Data shown ->

PR #65, opened 2019-05-14
MAKE-790: add Wait to Command to check exit code

Kimchelly:
JIRA: https://jira.mongodb.org/browse/MAKE-790

* Only valid for commands run with `Command.Run()`, not `Command.RunParallel()`.

### DIFF
--- a/command.go
+++ b/command.go
@@ -530,10 +530,10 @@ func (c *Command) exec(ctx context.Context, opts *CreateOptions, idx int) error 
 
 // Wait returns the exit code and error waiting for the underlying process to
 // complete.
-// For processes running in parallel, it only returns a zero exit code
-// if all the underlying processes return exit code zero; otherwise, it returns
-// a non-zero exit code. Similarly, it will return a non-nil error if any of
-// the underlying processes encounter an error while waiting.
+// For commands run with RunParallel, Wait only returns a zero exit code if all
+// the underlying processes return exit code zero; otherwise, it returns a
+// non-zero exit code. Similarly, it will return a non-nil error if any of the
+// underlying processes encounter an error while waiting.
 func (c *Command) Wait(ctx context.Context) (int, error) {
 	if len(c.procs) == 0 {
 		return 0, errors.New("cannot call wait on a command if no processes have started yet")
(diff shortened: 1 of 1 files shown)


command.go
```diff
@@ -33,6 +34,8 @@ type Command struct {
 	procIDs []string
 	remote  remoteCommandOptions
 	makep   ProcessConstructor
+
+	proc Process
```
tychoish: I think this doesn't work in the RunParallel case. would it be possible to pass the process around?

command.go
```diff
@@ -105,6 +110,7 @@ func (c *Command) ProcConstructor(processConstructor ProcessConstructor) *Comman
 // GetProcIDs returns an array of Process IDs associated with the sub-commands
 // being run. This method will return a nil slice until processes have actually
 // been created by the Command for execution.
+// TODO: this is not set for commands run with RunParallel.
```
tychoish: should we do this?

command.go
```diff
@@ -479,41 +485,46 @@ func (c *Command) exec(ctx context.Context, opts *CreateOptions, idx int) error
...
-
 	grip.Log(c.priority, addOutOp(msg))
+
 	return errors.WithStack(err)
 }
 
+// Wait returns the exit code and error waiting for the underlying process to
+// complete. This is undefined for Commands run with RunParallel.
+func (c *Command) Wait(ctx context.Context) (int, error) {
+	return c.proc.Wait(ctx)
```
tychoish: I'd have this call some function that returns the process and call wait on that

Kimchelly: I changed this to keep a slice of procs instead of just one to handle `Run` and `RunParallel` identically. The `Run` case should be the same as before (just wait on the one proc), and the `RunParallel` case should handle waiting on all the procs now.

command.go
```diff
@@ -479,41 +491,67 @@ func (c *Command) exec(ctx context.Context, opts *CreateOptions, idx int) error
...
 	}
-
 	grip.Log(c.priority, addOutOp(msg))
+
 	return errors.WithStack(err)
 }
 
+// Wait returns the exit code and error waiting for the underlying process to
+// complete.
+// For processes running in parallel, it only returns a zero exit code
```
tychoish: I think this is wrong because there's no parallelism here?

Kimchelly: This doc comment should still be true. I meant that Commands run with `RunParallel()` instead of `Run()` will behave this way. I clarified the doc comment to say this.

PR #68, opened 2019-05-16
MAKE-737: allow RPC to get in-memory logs from a process

Kimchelly:
JIRA: https://jira.mongodb.org/browse/MAKE-737

* If process has in-memory logger, it gets the logs from it in chunks.


download.go
```diff
@@ -229,7 +229,9 @@ func createDownloadJobs(path string, urls <-chan string, catcher grip.Catcher) <
 func processDownloadJobs(ctx context.Context, processFile func(string) error) func(amboy.Queue) error {
 	return func(q amboy.Queue) error {
 		grip.Infof("waiting for %d download jobs to complete", q.Stats().Total)
-		_ = amboy.WaitCtxInterval(ctx, q, 1000*time.Millisecond)
+		if !amboy.WaitCtxInterval(ctx, q, 1000*time.Millisecond) {
```
tychoish: isn't this a second?

jasper.proto
```diff
@@ -189,6 +189,10 @@ message BuildloggerURLs {
     repeated string urls = 1;
 }
 
+message Logs {
```
tychoish: do we want to return more metadata?

jasper.proto
```diff
@@ -226,6 +230,7 @@ service JasperProcessManager {
   rpc ConfigureCache(CacheOptions) returns (OperationOutcome);
   rpc DownloadFile(DownloadInfo) returns (OperationOutcome);
   rpc DownloadMongoDB(MongoDBDownloadOptions) returns (OperationOutcome);
+  rpc GetLogs(JasperProcessID) returns (Logs);
```
tychoish: should this be a streaming API?

output.go
```diff
@@ -232,6 +233,27 @@ func (l *Logger) Configure() (send.Sender, error) {
 	return l.sender, nil
 }
 
+// GetInMemoryLogs gets the in-memory output logs from a process. If the process
+// has not been called with Process.Wait(), this is not guaranteed to produce
+// all the logs. This function assumes that there is exactly one in-memory
+// logger attached to this process's output.
+func GetInMemoryLogs(ctx context.Context, proc Process) ([]string, error) {
```
tychoish: does this need to be in the jasper package or can it go in the rpc package?

PR #70, opened 2019-05-18
MAKE-743: amboy job integration

tychoish:


job.go
```diff
@@ -0,0 +1,253 @@
...
+	j.Environment = env
+	j.WorkingDirectory = wd
+	j.SetID(fmt.Sprintf("%s.ext.%x", amboyJobName, sha1.Sum([]byte(cmd))))
+	return j
+}
+
+func (j *amboyJob) Run(ctx context.Context) {
+	defer j.MarkComplete()
+
+	if j.ExitCode >= 0 {
```
Kimchelly: The exit code returned can be -1 if the `Wait` below this has its context cancelled, even though the process has been created. Is this okay?

job.go
```diff
@@ -0,0 +1,253 @@
...
+}
+
+func NewJobBasicForeground(opts *CreateOptions) amboy.Job {
+	j := amboyForegroundOutputJobFactory(newBasicProcess)
+	j.SetID(fmt.Sprintf("%s.basic.%x", j.Type().Name, opts.hash()))
+	j.Options = opts
+	return j
+}
+
+func (j *amboyForegroundOutputJob) Run(ctx context.Context) {
```
Kimchelly: Is it reasonable to consolidate the code in the three `Run()` methods given that they do almost the exact same thing?

job.go
```diff
@@ -0,0 +1,253 @@
...
+	"github.com/mongodb/amboy"
+	"github.com/mongodb/amboy/dependency"
+	"github.com/mongodb/amboy/job"
+	"github.com/mongodb/amboy/registry"
+	"github.com/mongodb/grip"
+	"github.com/mongodb/grip/level"
+	"github.com/mongodb/grip/send"
+)
+
+type amboyJob struct {
```
Kimchelly: Is there a reason that `amboyJob` has to have a bunch of duplicate `CreateOptions` and `OutputOptions` settings instead of just having a `CreateOptions` field?

command.go
```diff
@@ -156,6 +158,19 @@ func (c *Command) Priority(l level.Priority) *Command { c.priority = l; return c
 // ID sets the ID.
 func (c *Command) ID(id string) *Command { c.id = id; return c }
 
+// SetTags overrides any existing tags for a process with the
+// specified list. Tags are used to filter process with the manager.
```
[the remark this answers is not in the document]
tychoish: sure, but you could call tag before the process exists

job.go
tychoish: almost but not quite?

I'm not particularly worried about this, because most of the code has to do with output management, which is actually different for every job. Also the thing that would end up changing the most.

job.go
tychoish: There's probably no great way to handle that case?

job.go
tychoish: It makes it possible for the constructors to not return an error, and defer that to runtime, which I think makes some things easier, and I think flattening the object will make a bit more sense in the database.

PR #71, opened 2019-05-20
MAKE-790: fix RunParallel race to append to procs

Kimchelly:
JIRA: https://jira.mongodb.org/browse/MAKE-790

* Fixes a race in `RunParallel` due to `Command.procs` being copied between Commands.

### DIFF
--- a/command.go
+++ b/command.go
@@ -29,11 +29,10 @@ type Command struct {
 	priority        level.Priority
 	runBackground   bool
 
-	cmds    [][]string
-	id      string
-	procIDs []string
-	remote  remoteCommandOptions
-	makep   ProcessConstructor
+	cmds   [][]string
+	id     string
+	remote remoteCommandOptions
+	makep  ProcessConstructor
 
 	procs []Process
 }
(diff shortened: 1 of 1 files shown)


command.go
```diff
@@ -326,7 +327,7 @@ func (c *Command) RunParallel(ctx context.Context) error {
 				}
 			}()
 			errs <- innerCmd.Run(ctx)
-			c.procs = append(c.procs, innerCmd.procs...)
+			procs <- innerCmd.procs
```
tychoish: the interactions with channels should probably all have contexts to avoid deadlocks

command.go
```diff
@@ -337,7 +338,9 @@ func (c *Command) RunParallel(ctx context.Context) error {
 			if !c.ignoreError {
 				catcher.Add(err)
 			}
+			c.procs = append(c.procs, <-procs...)
```
tychoish: it feels like this is probably a recipe for deadlocks, particularly if there's a panic

command.go
Kimchelly: I added a select statement to check if the context is done.

command.go
Kimchelly: See previous comment.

Exercise details -> In the entries above, the lines from the one bearing "tychoish: sure, but" up to and including the one bearing "MAKE-790: fix RunParallel" should be transcribed exactly; no other line is wanted.

Solution ->
tychoish: sure, but you could call tag before the process exists

job.go
tychoish: almost but not quite?

I'm not particularly worried about this, because most of the code has to do with output management, which is actually different for every job. Also the thing that would end up changing the most.

job.go
tychoish: There's probably no great way to handle that case?

job.go
tychoish: It makes it possible for the constructors to not return an error, and defer that to runtime, which I think makes some things easier, and I think flattening the object will make a bit more sense in the database.

PR #71, opened 2019-05-20
MAKE-790: fix RunParallel race to append to procs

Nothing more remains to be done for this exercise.